= Finegand, New Zealand =

Finegand is a locality in the South Otago region of New Zealand's South Island.

Named after Finegand, in Scotland, by John Shaw. John Shaw arrived in New Zealand in 1852, with his sister Margaret, from Finegand which is near Glenshee in Perthshire, Scotland. He took up land on the south bank of the Clutha River, and named his farm "Finegand".

Finegand is situated on the Clutha River south of Balclutha. Other nearby settlements include Otanomomo and Waitepeka to the south and Kakapuaka to the northwest.

== Economy ==
Finegand is located in a rural area and thus the economic emphasis is on agriculture. A major freezing works operated by Silver Fern Farms is located in Finegand. A multimillion-dollar upgrade of the facility was undertaken in 2007.

== Transport ==
Finegand is situated on the Southern Scenic Route road, which meets State Highway 1 just to the north in Balclutha.

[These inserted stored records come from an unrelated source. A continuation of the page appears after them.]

PR #3102, opened 2026-07-22
vma: dump/restore content of MAP_SHARED tmpfs mappings

### LINKED ISSUE #3095: Robust pthread_mutex in /dev/shm causes EOWNERDEAD after CRIU checkpoint/restore
Dear CRIU community,

We observed an unexpected `EOWNERDEAD` when checkpointing a container that uses a `PTHREAD_MUTEX_ROBUST` + `PTHREAD_PROCESS_SHARED` mutex stored in `/dev/shm`: any thread blocked on the mutex at checkpoint time wakes up with `EOWNERDEAD` after restore, as if the owner had crashed.

The `/dev/shm` contents are not saved by CRIU itself, but by the container runtime (Podman), which snapshots and restores the shm files independently.

At the end of the post you can find the c code and sh script to reproduce this issue.

Our system:
- CRIU 4.1.1
- Kernel: 6.12.17
- Architecture: aarch64

### On checkpoint

```mermaid
sequenceDiagram
   autonumber
   participant Criu as CRIU
   participant Owner as Main thread<br/>(PID1 in container)
   participant Mutex as futex word<br/>(in shm)
   participant Worker as Worker thread
   participant Kernel as Kernel

   Owner->>Mutex: pthread_mutex_lock
   Note left of Mutex: futex word:<br/>0x00000001
   Worker->>Mutex: pthread_mutex_lock (blocks)
   Note right of Mutex: futex word:<br/>0x80000001

   Note over Criu,Kernel: CRIU DUMP

   destroy Owner
   Criu->>Owner: kill
   Kernel->>Mutex: stamp OWNER_DIED
   Note right of Mutex: futex word:<br/>0xc0000000

   destroy Worker
   Criu->>Worker: kill

   Note over Criu,Kernel: Podman saves poisoned shm
```

### On restore

```mermaid
sequenceDiagram
   autonumber
   participant Criu as CRIU
   participant Mutex as futex word<br/>(in shm)

   Note over Criu,Mutex: Podman restores poisoned shm
   Note right of Mutex: futex word:<br/>0xc0000000

   Note over Criu,Mutex: CRIU RESTORE
   create participant Owner as Main thread<br/>(PID1 in container)
   Criu->>Owner: restore
   create participant Worker as Worker thread
   Criu->>Worker: restore

   Mutex-->>Worker: acquired with EOWNERDEAD
   Note right of Mutex: futex word:<br/>0xc0000000
```

## Mitigation

A solution that works for our case is to just remove the robust_list from the threads before they are killed by CRIU.
That way, when the threads are killed, the kernel won't mark the content of the shm as OWNERDEAD.

The syscall to clear the list would be:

On 15 December 1885, the first section of the Catlins River Branch railway opened through Finegand. This branch line ultimately terminated in Tahakopa, with the Finegand station 3.6 km from the junction with the Main South Line in Balclutha. At its peak in the first half of the 20th century, up to sixteen trains per week would pass through Finegand, primarily mixed trains. However, the line's profitability declined after World War II and it closed beyond Finegand on 27 February 1971. The first 4.05 km remain in operation as an industrial siding to serve the Silver Firm Farms freezing works and it is shunted as required by passing trains on the Main South Line.